A number of high-profile Democrats had publicly pushed for a so-called Obama-Clinton "dream ticket".
"If you really want a winning ticket, this is it," Sen. Diane Feinstein, D-Calif., said in a June interview on "This Week with George Stephanopoulos". "I've looked at every other possible candidate. No one brings to a ticket what Hillary brings -- 18 million people committed to where she's going."
Feinstein and other Clinton allies argued the wide support she received during the primaries from white, blue-collar workers, women, Hispanics and older voters would boost Obama's chances in key battleground states.
"I think she has the qualifications to be president, and I think she would be very strong as a campaigner. So you're doing the two things that need to be done to be qualified," New Jersey Gov. Jon Corzine, a Democrat, said July 30 on MSNBC's "Morning Joe."
Other Clinton supporters had publicly suggested the former first lady would have been the nominee had news of former Sen. John Edwards' affair with Rielle Hunter broke during the Democratic primaries.
"I believe we would have won Iowa, and Clinton today would therefore have been the nominee," former Clinton communications director Howard Wolfson told ABCNews.com.
"Our voters and Edwards' voters were the same people," Wolfson said the Clinton polls showed. "They were older, pro-union. Not all, but maybe two-thirds of them would have been for us and we would have barely beaten Obama."
A small minority of Clinton supporters are even refusing to vote for Obama, arguing Clinton won the Democratic primary's popular vote if Michigan and Florida votes were fully counted -- though Obama's name wasn't on the Michigan ballot and both primaries were held early against the will of the national Democratic Party.
"I really don't care who he chooses as vice president because I'm not going to vote for him regardless," Democrat Will Bower recently told ABCNews.com.
Bower is the co-founder of PUMA, which stands for Party Unity My A**, a Washington-based group urging Clinton to fight for the nomination all the way to the party's convention next week in Denver.
But other former Clinton backers argued the former first lady would have outshone Obama -- a no-no for any running mate or vice president.
"She is such a towering personality that she could have occupied a great deal of media real estate on her own, complicating Obama's challenge of communicating who he is directly to the public," said Chris Lehane, a Democratic strategist and former Vice President Al Gore's presidential campaign spokesperson in 2000.
Political analysts argue Obama needed to pick someone he could trust and get along with for the next four to eight years, should he win the White House.
Obama's relationship with Clinton was put under further scrutiny this month when leaked emails from Hillaryland revealed just how far some Clinton supporters were willing to go to push Obama out of the primaries.

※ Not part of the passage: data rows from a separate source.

PR #962, opened 2020-02-26
fix(models): slug fields should be 127 chars

winged:
Slug field length is limited to 120 chars, so we can use combined
slugs in many-to-many rel tables as a natural primary key (for example
form-slug.question-slug in the FormQuestion model). The NaturalKeyModel
which we built for this has a CharField primary key with max length of
255 chars.  We use 120 instead of the technical possible 122 chars so
it can better be remembered.


winged:
@open-dynaMIX This contains some weird mess that I've not been able to track down yet: Sometimes, the foreign keys don't get updated to the length of the SlugField they're pointing to. I've created a test to verify this correctness, which works properly, but I could not figure out why this happens in the first place.

I'd be glad if we could track this down in the coming days, as it's really a weird issue

caluma/caluma_form/tests/test_migration.py
```diff
@@ -273,3 +275,95 @@ def test_migrate_to_family_as_pk(transactional_db, caplog):
     assert new_unrelated_doc.family == new_unrelated_doc
     assert new_root_doc.family == new_root_doc
     assert expected_msg in caplog.messages
+
+
+def _col_type_from_db(field):
```
open-dynaMIX: This could be imported from `caluma.utils`. Only difference is `_field_name()` is inside `_col_type_from_db` here, but outside in `utils`.

czosel:
This might sound a bit weird, but I think `127` chars would be possible - which is actually quite easy to remember since it's `2^7 - 1` :wink:

winged:
Ready for re-review. Fixed all your feedback  - even the 127chars @czosel :)

caluma/caluma_form/tests/test_migration.py
winged: Hmm this is a leftover from me refactoring it.. fixed!

PR #3820, opened 2021-10-12
Add tenant support for all other emulator endpoints

lisajian:
### Description

Added the following endpoint to support multi-tenancy op's:

- `/emulator/v1/projects/{targetProjectId}/tenants/{tenantId}/accounts`

Regenerated `apiSpec.js` and `schema.ts` with this update

### Scenarios Tested

`npm run generate:auth-api`
`npm test` passes

### Sample Commands

N/A


src/test/emulators/auth/misc.spec.ts
```diff
@@ -527,4 +581,18 @@ describeAuthEmulator("emulator utility APIs", ({ authApi }) => {
           .equals("Users are present, unable to set passthrough mode");
       });
   });
+
+  it("should error on updating usageMode on PATCH /emulator/v1/projects/{PROJECT_ID}/tenants/{TENANT_ID}/config", async () => {
```
yuchenshi, line 585: This whole API makes no sense. As you've observed, `usageMode` cannot be set per tenant, and I don't think `allowDuplicateEmails` can be set per tenant in production either. Shouldn't tenant inherit these two settings from agent project config?

scripts/gen-auth-api-spec.ts
```diff
@@ -399,6 +438,73 @@ function addEmulatorOperations(openapi3: any): void {
       tags: ["emulator"],
     },
   };
+  openapi3.paths["/emulator/v1/projects/{targetProjectId}/tenants/{tenantId}/config"] = {
```
yuchenshi, line 441: see comment above

src/test/emulators/auth/misc.spec.ts
lisajian: Yeah, that all makes sense, thanks for the clarification - I'll go ahead and revert the APIs and if they're needed later on, we can address it then 👍👍

scripts/gen-auth-api-spec.ts
lisajian: Removed

yuchenshi (approved):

In a strategy e-mail to Clinton and her top advisers, former Clinton strategist Mark Penn's wrote, "I cannot imagine America electing a president during a time of war who is not at his center fundamentally American in his thinking and in his values.
"Let's explicitly own 'American' in our programs, the speeches, and the values. He doesn't," Penn added. "His roots to basic American values and culture are at best limited."
Clinton did not heed Penn's advice.
There is also the matter of whether Clinton truly wanted the job.